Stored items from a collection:
= Beginning of Section =
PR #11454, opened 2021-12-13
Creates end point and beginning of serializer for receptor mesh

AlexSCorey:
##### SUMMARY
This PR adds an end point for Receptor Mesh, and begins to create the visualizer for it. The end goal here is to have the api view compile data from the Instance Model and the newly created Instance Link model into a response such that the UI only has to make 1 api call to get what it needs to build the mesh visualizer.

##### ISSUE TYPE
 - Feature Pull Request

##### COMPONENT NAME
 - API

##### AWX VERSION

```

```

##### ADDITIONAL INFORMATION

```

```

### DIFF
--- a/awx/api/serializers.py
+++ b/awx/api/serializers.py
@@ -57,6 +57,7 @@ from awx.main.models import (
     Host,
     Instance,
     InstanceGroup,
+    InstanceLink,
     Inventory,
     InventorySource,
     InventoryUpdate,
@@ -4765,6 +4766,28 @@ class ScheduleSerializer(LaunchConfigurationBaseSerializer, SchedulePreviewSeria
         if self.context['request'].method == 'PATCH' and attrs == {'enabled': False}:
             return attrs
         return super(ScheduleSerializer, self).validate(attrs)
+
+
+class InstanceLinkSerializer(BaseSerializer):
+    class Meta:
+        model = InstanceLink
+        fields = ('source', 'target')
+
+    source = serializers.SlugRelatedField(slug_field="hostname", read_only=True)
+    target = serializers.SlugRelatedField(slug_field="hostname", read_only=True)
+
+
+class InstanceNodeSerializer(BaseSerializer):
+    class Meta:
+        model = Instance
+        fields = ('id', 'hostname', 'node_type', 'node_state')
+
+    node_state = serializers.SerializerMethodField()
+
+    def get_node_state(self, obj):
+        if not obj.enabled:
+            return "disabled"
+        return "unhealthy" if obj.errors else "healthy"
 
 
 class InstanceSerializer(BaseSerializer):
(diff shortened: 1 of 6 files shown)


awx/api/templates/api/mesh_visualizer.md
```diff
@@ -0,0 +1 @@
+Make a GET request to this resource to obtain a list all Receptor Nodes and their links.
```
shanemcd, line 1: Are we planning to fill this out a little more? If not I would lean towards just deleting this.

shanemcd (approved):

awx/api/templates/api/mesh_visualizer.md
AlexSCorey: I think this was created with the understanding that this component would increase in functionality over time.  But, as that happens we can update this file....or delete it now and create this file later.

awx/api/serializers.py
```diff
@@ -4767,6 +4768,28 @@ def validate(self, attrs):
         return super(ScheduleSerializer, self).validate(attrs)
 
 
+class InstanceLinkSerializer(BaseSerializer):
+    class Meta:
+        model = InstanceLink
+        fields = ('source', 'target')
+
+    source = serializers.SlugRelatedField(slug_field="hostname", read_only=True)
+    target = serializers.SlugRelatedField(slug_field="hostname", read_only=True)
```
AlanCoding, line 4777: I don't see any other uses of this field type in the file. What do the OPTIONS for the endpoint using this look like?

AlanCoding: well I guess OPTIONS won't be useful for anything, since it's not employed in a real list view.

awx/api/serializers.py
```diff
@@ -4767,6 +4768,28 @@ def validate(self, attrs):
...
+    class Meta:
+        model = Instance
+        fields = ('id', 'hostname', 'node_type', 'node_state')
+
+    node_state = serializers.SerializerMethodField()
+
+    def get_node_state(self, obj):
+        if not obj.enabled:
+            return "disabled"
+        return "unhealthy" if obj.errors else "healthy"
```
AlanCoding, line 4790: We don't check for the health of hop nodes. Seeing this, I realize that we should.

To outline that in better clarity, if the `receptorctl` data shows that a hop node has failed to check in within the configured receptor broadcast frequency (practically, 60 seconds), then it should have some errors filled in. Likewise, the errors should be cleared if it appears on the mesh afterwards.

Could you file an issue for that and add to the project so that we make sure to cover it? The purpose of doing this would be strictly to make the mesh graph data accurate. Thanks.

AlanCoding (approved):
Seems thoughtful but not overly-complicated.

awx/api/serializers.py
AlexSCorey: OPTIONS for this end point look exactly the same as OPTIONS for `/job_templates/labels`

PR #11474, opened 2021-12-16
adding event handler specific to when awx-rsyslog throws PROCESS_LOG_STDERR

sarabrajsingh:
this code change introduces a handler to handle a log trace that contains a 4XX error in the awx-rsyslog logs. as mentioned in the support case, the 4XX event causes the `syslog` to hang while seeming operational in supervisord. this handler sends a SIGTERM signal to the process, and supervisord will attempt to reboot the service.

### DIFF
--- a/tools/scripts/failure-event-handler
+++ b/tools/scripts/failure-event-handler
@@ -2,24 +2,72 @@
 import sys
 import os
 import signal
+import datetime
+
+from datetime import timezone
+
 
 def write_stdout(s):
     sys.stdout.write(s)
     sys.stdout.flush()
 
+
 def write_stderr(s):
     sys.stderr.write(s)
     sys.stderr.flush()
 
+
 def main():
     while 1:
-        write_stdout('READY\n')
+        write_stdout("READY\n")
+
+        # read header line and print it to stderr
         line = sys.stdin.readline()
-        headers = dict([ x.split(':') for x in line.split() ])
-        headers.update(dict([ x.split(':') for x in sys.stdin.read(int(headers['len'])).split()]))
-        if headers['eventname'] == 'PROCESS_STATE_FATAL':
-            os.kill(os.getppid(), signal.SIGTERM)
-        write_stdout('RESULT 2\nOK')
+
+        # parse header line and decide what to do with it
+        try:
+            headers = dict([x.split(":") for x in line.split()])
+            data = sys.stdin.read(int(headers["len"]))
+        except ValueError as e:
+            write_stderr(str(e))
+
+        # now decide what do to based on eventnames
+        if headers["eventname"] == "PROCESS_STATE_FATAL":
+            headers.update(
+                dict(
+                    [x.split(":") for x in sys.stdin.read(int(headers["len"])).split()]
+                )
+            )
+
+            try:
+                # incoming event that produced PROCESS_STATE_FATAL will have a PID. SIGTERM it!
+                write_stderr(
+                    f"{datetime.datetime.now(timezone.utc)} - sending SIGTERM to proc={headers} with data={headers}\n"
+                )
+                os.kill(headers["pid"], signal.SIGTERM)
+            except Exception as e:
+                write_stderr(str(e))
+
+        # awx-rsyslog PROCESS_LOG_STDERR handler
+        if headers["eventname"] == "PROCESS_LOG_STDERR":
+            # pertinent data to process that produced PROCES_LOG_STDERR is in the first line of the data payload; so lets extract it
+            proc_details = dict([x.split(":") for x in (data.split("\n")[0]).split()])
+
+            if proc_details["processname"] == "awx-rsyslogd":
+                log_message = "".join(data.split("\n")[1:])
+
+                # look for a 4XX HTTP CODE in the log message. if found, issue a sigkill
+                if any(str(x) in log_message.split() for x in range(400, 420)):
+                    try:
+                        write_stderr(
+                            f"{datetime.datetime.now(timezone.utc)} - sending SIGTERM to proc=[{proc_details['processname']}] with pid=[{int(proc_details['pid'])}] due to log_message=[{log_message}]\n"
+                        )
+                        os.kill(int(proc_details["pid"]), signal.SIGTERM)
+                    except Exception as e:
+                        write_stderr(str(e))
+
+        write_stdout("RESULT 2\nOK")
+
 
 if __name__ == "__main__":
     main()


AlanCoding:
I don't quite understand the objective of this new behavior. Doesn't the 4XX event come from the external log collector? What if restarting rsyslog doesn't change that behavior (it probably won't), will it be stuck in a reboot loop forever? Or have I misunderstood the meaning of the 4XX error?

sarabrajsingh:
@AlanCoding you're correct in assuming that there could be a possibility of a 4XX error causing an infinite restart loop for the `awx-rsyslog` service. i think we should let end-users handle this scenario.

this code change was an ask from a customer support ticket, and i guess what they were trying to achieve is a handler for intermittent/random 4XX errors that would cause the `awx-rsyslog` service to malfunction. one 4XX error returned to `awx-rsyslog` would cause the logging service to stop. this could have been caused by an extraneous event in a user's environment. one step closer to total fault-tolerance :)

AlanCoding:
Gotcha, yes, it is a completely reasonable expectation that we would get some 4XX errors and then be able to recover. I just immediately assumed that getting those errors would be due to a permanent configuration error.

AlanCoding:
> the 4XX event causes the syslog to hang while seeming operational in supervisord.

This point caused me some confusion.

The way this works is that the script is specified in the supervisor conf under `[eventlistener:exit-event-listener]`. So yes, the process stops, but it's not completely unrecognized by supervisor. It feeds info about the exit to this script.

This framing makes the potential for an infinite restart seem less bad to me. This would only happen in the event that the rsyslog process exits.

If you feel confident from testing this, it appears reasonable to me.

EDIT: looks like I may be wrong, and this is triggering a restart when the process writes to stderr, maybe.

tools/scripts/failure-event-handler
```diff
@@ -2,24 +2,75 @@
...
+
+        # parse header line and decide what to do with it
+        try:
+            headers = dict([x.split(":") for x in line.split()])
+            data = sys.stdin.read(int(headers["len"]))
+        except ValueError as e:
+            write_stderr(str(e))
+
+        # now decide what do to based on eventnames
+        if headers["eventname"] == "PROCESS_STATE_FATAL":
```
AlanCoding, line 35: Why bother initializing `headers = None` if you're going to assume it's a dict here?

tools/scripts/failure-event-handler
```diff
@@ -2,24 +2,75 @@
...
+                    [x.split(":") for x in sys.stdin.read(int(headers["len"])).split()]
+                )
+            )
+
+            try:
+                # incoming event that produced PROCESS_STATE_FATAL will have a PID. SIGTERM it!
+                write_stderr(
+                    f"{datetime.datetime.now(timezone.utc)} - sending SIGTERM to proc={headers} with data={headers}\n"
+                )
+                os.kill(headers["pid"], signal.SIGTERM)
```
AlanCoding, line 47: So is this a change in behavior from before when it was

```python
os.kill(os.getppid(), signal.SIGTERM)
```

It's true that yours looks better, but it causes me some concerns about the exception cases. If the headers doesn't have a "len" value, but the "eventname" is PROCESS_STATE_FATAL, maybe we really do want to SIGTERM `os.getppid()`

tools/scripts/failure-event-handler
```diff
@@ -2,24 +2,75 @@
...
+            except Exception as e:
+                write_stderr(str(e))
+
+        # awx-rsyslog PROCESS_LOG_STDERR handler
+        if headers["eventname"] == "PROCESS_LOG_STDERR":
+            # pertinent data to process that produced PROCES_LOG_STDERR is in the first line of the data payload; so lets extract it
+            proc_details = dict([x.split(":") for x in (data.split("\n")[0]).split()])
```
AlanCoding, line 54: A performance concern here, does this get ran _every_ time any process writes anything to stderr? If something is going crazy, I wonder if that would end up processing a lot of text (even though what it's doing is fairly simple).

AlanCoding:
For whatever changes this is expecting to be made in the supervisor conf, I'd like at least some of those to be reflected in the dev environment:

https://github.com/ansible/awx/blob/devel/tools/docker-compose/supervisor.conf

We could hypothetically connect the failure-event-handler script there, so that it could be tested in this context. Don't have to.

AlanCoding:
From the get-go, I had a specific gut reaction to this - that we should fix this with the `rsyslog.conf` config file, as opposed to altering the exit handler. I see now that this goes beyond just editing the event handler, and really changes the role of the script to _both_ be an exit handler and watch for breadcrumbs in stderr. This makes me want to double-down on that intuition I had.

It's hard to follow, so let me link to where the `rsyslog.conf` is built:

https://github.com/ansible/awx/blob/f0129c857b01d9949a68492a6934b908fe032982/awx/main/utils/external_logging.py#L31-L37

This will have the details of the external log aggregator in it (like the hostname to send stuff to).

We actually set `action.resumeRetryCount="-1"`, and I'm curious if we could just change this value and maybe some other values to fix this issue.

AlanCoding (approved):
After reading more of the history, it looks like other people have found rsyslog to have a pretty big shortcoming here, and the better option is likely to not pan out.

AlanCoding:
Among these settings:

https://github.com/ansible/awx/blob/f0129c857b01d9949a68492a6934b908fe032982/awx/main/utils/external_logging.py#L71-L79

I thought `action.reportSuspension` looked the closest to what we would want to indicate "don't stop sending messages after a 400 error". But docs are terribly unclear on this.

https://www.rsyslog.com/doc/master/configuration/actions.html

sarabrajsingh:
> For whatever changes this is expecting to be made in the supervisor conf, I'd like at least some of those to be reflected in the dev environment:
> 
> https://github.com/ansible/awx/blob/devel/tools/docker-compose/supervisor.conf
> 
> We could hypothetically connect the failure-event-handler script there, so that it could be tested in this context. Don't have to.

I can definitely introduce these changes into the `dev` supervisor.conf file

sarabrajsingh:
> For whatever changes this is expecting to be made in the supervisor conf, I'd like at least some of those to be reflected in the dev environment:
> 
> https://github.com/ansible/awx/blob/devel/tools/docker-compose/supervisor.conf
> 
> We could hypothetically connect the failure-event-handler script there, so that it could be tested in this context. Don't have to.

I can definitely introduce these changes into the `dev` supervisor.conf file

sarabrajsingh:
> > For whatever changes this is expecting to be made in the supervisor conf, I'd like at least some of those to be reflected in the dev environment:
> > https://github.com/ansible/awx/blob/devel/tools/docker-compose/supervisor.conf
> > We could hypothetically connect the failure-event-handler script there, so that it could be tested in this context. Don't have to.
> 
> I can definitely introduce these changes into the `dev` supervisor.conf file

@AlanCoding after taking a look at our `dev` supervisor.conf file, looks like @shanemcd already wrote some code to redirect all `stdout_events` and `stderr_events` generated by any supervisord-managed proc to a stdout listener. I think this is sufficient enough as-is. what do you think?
= End of Section =
The required answer is each line of the entries containing the string "doing".

→ Answer:
Could you file an issue for that and add to the project so that we make sure to cover it? The purpose of doing this would be strictly to make the mesh graph data accurate. Thanks.
AlanCoding, line 54: A performance concern here, does this get ran _every_ time any process writes anything to stderr? If something is going crazy, I wonder if that would end up processing a lot of text (even though what it's doing is fairly simple).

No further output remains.